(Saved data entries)
PR #1074, opened 2023-08-23
SIMSBIOHUB-159: Move project_type to survey_type

NickPhura:
## Links to Jira Tickets

https://apps.nrs.gov.bc.ca/int/jira/browse/SIMSBIOHUB-159

#### Migrations
- New migration to add survey_type table, migrate existing project_type values, drop project_type table
#### API/APP
- Update API to remove all project_type code, and add corresponding survey_type code
- Update APP to remove all project_type code, and add corresponding survey_type code

#### Migrations
- Added a few missed indexes/unique constraints on some recent migrations.

#### Seed
- Enhanced the project/survey seed to use more randomly selected lookup values and generated field values.

## Testing Notes

Project type should no longer appear anywhere at the project level.
- Existing project types should be migrated to their child surveys
  - I did test against 2 projects, and multiple surveys, to see that the types were migrated correctly. But a second pass at this by is probably not a bad idea.

Surveys should now have a new survey type field in the UI.
- Creating/Viewing/Editing surveys should work


al-rosenthal (dismissed):
ran this locally, looks good 🌤️

al-rosenthal (dismissed):
☀️

api/src/repositories/survey-repository.ts
```diff
@@ -74,6 +74,47 @@ export interface ISurveyProprietorModel {
   disa_required: boolean;
 }
 
+const SurveyRecord = z.object({
```
curtisupshall, line 77: +1 for Zod types

api/src/services/survey-service.ts
```diff
@@ -142,7 +142,14 @@ export class SurveyService extends DBService {
    * @memberof SurveyService
    */
   async getSurveyData(surveyId: number): Promise<GetSurveyData> {
-    return this.surveyRepository.getSurveyData(surveyId);
+    const [surveyData, surveyTypesData] = await Promise.all([
```
curtisupshall, line 145: Is there any reason we prefer `Promise.all` over something like:
```typescript
const surveyData = await this.surveyRepository.getSurveyData(surveyId);
const surveyTypesData = await this.surveyRepository.getSurveyTypesData(surveyId);
```
I'm guessing it's because using `Promise.all` allows both these promises to be fullfilled concurrently?

api/src/repositories/survey-repository.ts
```diff
@@ -625,6 +686,37 @@ export class SurveyRepository extends BaseRepository {
...
 
+  /**
+   * Inserts a new survey_type record.
+   *
+   * @param {number} focal_species_id
+   * @param {number} surveyId
+   * @return {*}  {Promise<void>}
+   * @memberof SurveyRepository
+   */
+  async insertSurveyType(typeId: number, surveyId: number): Promise<void> {
```
curtisupshall: Thoughts on replacing this with something like:
```typescript
async insertSurveyTypes(typeIds: number[], surveyId: number): Promise<{ survey_type_id: number }[]>
```
Motivation being if we want to attach five types to a survey, we could avoid dispatching five requests to the SQL server.

curtisupshall: Example:

```typescript
async insertStakeholderPartnerships(
    stakeholderPartners: string[],
    surveyId: number
  ): Promise<{ survey_stakeholder_partnership_id: number }[]> {
    defaultLog.debug({ label: 'insertStakeholderPartnerships', stakeholderPartners, surveyId });
    const queryBuilder = getKnex()
      .table('survey_stakeholder_partnership')
      .insert(
        stakeholderPartners.map((stakeholder: string) => ({
          name: stakeholder,
          survey_id: surveyId
        }))
      )
      .returning('survey_stakeholder_partnership_id');

    const response = await this.connection.knex<{ survey_stakeholder_partnership_id: number }>(queryBuilder);

    if (!response || response.rowCount === 0) {
      throw new ApiExecuteSQLError('Failed to insert survey stakeholder partnerships', [
        'ErrorRepository->insertStakeholderPartnerships',
        'rowCount was null or undefined, expected rowCount != 0'
      ]);
    }

    return response.rows;
  }
```

database/src/migrations/20230822115400_move_project_type_to_survey.ts
curtisupshall, line 1: May need to add `CREATE OR REPLACE PROCEDURE api_delete_survey...` to your migration so that survey_types are deleted when a survey is deleted.

api/src/repositories/survey-repository.ts
NickPhura: Ya fair point, I was just being fast and lazy. Updated.

database/src/migrations/20230822115400_move_project_type_to_survey.ts
NickPhura: Good catch. Updated.

api/src/services/survey-service.ts
NickPhura: Yeah just being able to run both at the same time, thats all.

api/src/repositories/survey-repository.ts
NickPhura: 🕺

al-rosenthal (approved):
🏂

curtisupshall (approved):
Code looks good!

PR #1076, opened 2023-08-24
SIMSBIOHUB-158: Move Partnerships from Projects to Surveys

curtisupshall:
## Links to Jira Tickets

 - https://apps.nrs.gov.bc.ca/int/jira/browse/SIMSBIOHUB-158

## Description of Changes
 - Removes old database tables and adds two new tables:
   - `survey_first_nations_partnership`
   - `survey_stakeholder_partnership`
 - Migrates all project partnerships to each project's surveys. (Partnerships for project that don't have surveys will be lost.)
 - Moves UI components to survey create, edit and details page
 - Creates new API service and repo methods


database/src/migrations/20230823000000_survey_partnerships.ts
```diff
@@ -0,0 +1,231 @@
...
+  DROP VIEW biohub_dapi_v1.project_first_nation;
+
+  SET search_path=biohub;
+
+  ----------------------------------------------------------------------------------------
+  -- Remove old 'stakeholder_partnership' and 'survey_first_nation_partnership' tables
+  ----------------------------------------------------------------------------------------
+
+  DROP TABLE stakeholder_partnership;
+  DROP TABLE project_first_nation;
```
NickPhura: We need to migrate any existing prod data from the old tables to the new tables before we can drop the old tables.

database/src/migrations/20230823000000_survey_partnerships.ts
```diff
@@ -0,0 +1,231 @@
...
+
+ 
+  ----------------------------------------------------------------------------------------
+  -- Update api_delete_survey procedure
+  ----------------------------------------------------------------------------------------
+
+
+  set search_path=biohub;
+
+  CREATE OR REPLACE PROCEDURE api_delete_survey(p_survey_id integer)
```
NickPhura, line 208: We probably also need to update the project delete function,as it will still be referencing the old partnerships tables

database/src/migrations/20230823000000_survey_partnerships.ts
curtisupshall: Totally forgot - done.

database/src/migrations/20230823000000_survey_partnerships.ts
curtisupshall: Good catch! Done.

api/src/paths/project/{projectId}/survey/{surveyId}/update.ts
```diff
@@ -167,6 +177,25 @@ PUT.apiDoc = {
                 }
               }
             },
+            partnerships: {
+              title: 'Survey partnerships',
+              type: 'object',
```
NickPhura, line 190: Are the internal properties required (indigenous_partnerships, stakeholder_partnerships)?
Could add a required section at this level as well, if they are.

NickPhura: Same for the view and create endpoints*

api/src/repositories/survey-repository.ts
```diff
@@ -1100,4 +1101,188 @@ export class SurveyRepository extends BaseRepository {
...
+      WHERE
+      sfnp.survey_id = ${surveyId}
+      GROUP BY
+        fn.first_nations_id,
+        fn.name;
+    `;
+
+    const response = await this.connection.query(sqlStatement.text, sqlStatement.values);
+
+    const result = response?.rows;
```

#### [TASK STATEMENT]
Reproduce the data in its entirety, matching each character.

#### [WRITTEN RESPONSE]
PR #1074, opened 2023-08-23
SIMSBIOHUB-159: Move project_type to survey_type

NickPhura:
## Links to Jira Tickets

https://apps.nrs.gov.bc.ca/int/jira/browse/SIMSBIOHUB-159

#### Migrations
- New migration to add survey_type table, migrate existing project_type values, drop project_type table
#### API/APP
- Update API to remove all project_type code, and add corresponding survey_type code
- Update APP to remove all project_type code, and add corresponding survey_type code

#### Migrations
- Added a few missed indexes/unique constraints on some recent migrations.

#### Seed
- Enhanced the project/survey seed to use more randomly selected lookup values and generated field values.

## Testing Notes

Project type should no longer appear anywhere at the project level.
- Existing project types should be migrated to their child surveys
  - I did test against 2 projects, and multiple surveys, to see that the types were migrated correctly. But a second pass at this by is probably not a bad idea.

Surveys should now have a new survey type field in the UI.
- Creating/Viewing/Editing surveys should work


al-rosenthal (dismissed):
ran this locally, looks good 🌤️

al-rosenthal (dismissed):
☀️

api/src/repositories/survey-repository.ts
```diff
@@ -74,6 +74,47 @@ export interface ISurveyProprietorModel {
   disa_required: boolean;
 }
 
+const SurveyRecord = z.object({
```
curtisupshall, line 77: +1 for Zod types

api/src/services/survey-service.ts
```diff
@@ -142,7 +142,14 @@ export class SurveyService extends DBService {
    * @memberof SurveyService
    */
   async getSurveyData(surveyId: number): Promise<GetSurveyData> {
-    return this.surveyRepository.getSurveyData(surveyId);
+    const [surveyData, surveyTypesData] = await Promise.all([
```
curtisupshall, line 145: Is there any reason we prefer `Promise.all` over something like:
```typescript
const surveyData = await this.surveyRepository.getSurveyData(surveyId);
const surveyTypesData = await this.surveyRepository.getSurveyTypesData(surveyId);
```
I'm guessing it's because using `Promise.all` allows both these promises to be fullfilled concurrently?

api/src/repositories/survey-repository.ts
```diff
@@ -625,6 +686,37 @@ export class SurveyRepository extends BaseRepository {
...
 
+  /**
+   * Inserts a new survey_type record.
+   *
+   * @param {number} focal_species_id
+   * @param {number} surveyId
+   * @return {*}  {Promise<void>}
+   * @memberof SurveyRepository
+   */
+  async insertSurveyType(typeId: number, surveyId: number): Promise<void> {
```
curtisupshall: Thoughts on replacing this with something like:
```typescript
async insertSurveyTypes(typeIds: number[], surveyId: number): Promise<{ survey_type_id: number }[]>
```
Motivation being if we want to attach five types to a survey, we could avoid dispatching five requests to the SQL server.

curtisupshall: Example:

```typescript
async insertStakeholderPartnerships(
    stakeholderPartners: string[],
    surveyId: number
  ): Promise<{ survey_stakeholder_partnership_id: number }[]> {
    defaultLog.debug({ label: 'insertStakeholderPartnerships', stakeholderPartners, surveyId });
    const queryBuilder = getKnex()
      .table('survey_stakeholder_partnership')
      .insert(
        stakeholderPartners.map((stakeholder: string) => ({
          name: stakeholder,
          survey_id: surveyId
        }))
      )
      .returning('survey_stakeholder_partnership_id');

    const response = await this.connection.knex<{ survey_stakeholder_partnership_id: number }>(queryBuilder);

    if (!response || response.rowCount === 0) {
      throw new ApiExecuteSQLError('Failed to insert survey stakeholder partnerships', [
        'ErrorRepository->insertStakeholderPartnerships',
        'rowCount was null or undefined, expected rowCount != 0'
      ]);
    }

    return response.rows;
  }
```

database/src/migrations/20230822115400_move_project_type_to_survey.ts
curtisupshall, line 1: May need to add `CREATE OR REPLACE PROCEDURE api_delete_survey...` to your migration so that survey_types are deleted when a survey is deleted.

api/src/repositories/survey-repository.ts
NickPhura: Ya fair point, I was just being fast and lazy. Updated.

database/src/migrations/20230822115400_move_project_type_to_survey.ts
NickPhura: Good catch. Updated.

api/src/services/survey-service.ts
NickPhura: Yeah just being able to run both at the same time, thats all.

api/src/repositories/survey-repository.ts
NickPhura: 🕺

al-rosenthal (approved):
🏂

curtisupshall (approved):
Code looks good!

PR #1076, opened 2023-08-24
SIMSBIOHUB-158: Move Partnerships from Projects to Surveys

curtisupshall:
## Links to Jira Tickets

 - https://apps.nrs.gov.bc.ca/int/jira/browse/SIMSBIOHUB-158

## Description of Changes
 - Removes old database tables and adds two new tables:
   - `survey_first_nations_partnership`
   - `survey_stakeholder_partnership`
 - Migrates all project partnerships to each project's surveys. (Partnerships for project that don't have surveys will be lost.)
 - Moves UI components to survey create, edit and details page
 - Creates new API service and repo methods


database/src/migrations/20230823000000_survey_partnerships.ts
```diff
@@ -0,0 +1,231 @@
...
+  DROP VIEW biohub_dapi_v1.project_first_nation;
+
+  SET search_path=biohub;
+
+  ----------------------------------------------------------------------------------------
+  -- Remove old 'stakeholder_partnership' and 'survey_first_nation_partnership' tables
+  ----------------------------------------------------------------------------------------
+
+  DROP TABLE stakeholder_partnership;
+  DROP TABLE project_first_nation;
```
NickPhura: We need to migrate any existing prod data from the old tables to the new tables before we can drop the old tables.

database/src/migrations/20230823000000_survey_partnerships.ts
```diff
@@ -0,0 +1,231 @@
...
+
+ 
+  ----------------------------------------------------------------------------------------
+  -- Update api_delete_survey procedure
+  ----------------------------------------------------------------------------------------
+
+
+  set search_path=biohub;
+
+  CREATE OR REPLACE PROCEDURE api_delete_survey(p_survey_id integer)
```
NickPhura, line 208: We probably also need to update the project delete function,as it will still be referencing the old partnerships tables

database/src/migrations/20230823000000_survey_partnerships.ts
curtisupshall: Totally forgot - done.

database/src/migrations/20230823000000_survey_partnerships.ts
curtisupshall: Good catch! Done.

api/src/paths/project/{projectId}/survey/{surveyId}/update.ts
```diff
@@ -167,6 +177,25 @@ PUT.apiDoc = {
                 }
               }
             },
+            partnerships: {
+              title: 'Survey partnerships',
+              type: 'object',
```
NickPhura, line 190: Are the internal properties required (indigenous_partnerships, stakeholder_partnerships)?
Could add a required section at this level as well, if they are.

NickPhura: Same for the view and create endpoints*

api/src/repositories/survey-repository.ts
```diff
@@ -1100,4 +1101,188 @@ export class SurveyRepository extends BaseRepository {
...
+      WHERE
+      sfnp.survey_id = ${surveyId}
+      GROUP BY
+        fn.first_nations_id,
+        fn.name;
+    `;
+
+    const response = await this.connection.query(sqlStatement.text, sqlStatement.values);
+
+    const result = response?.rows;
```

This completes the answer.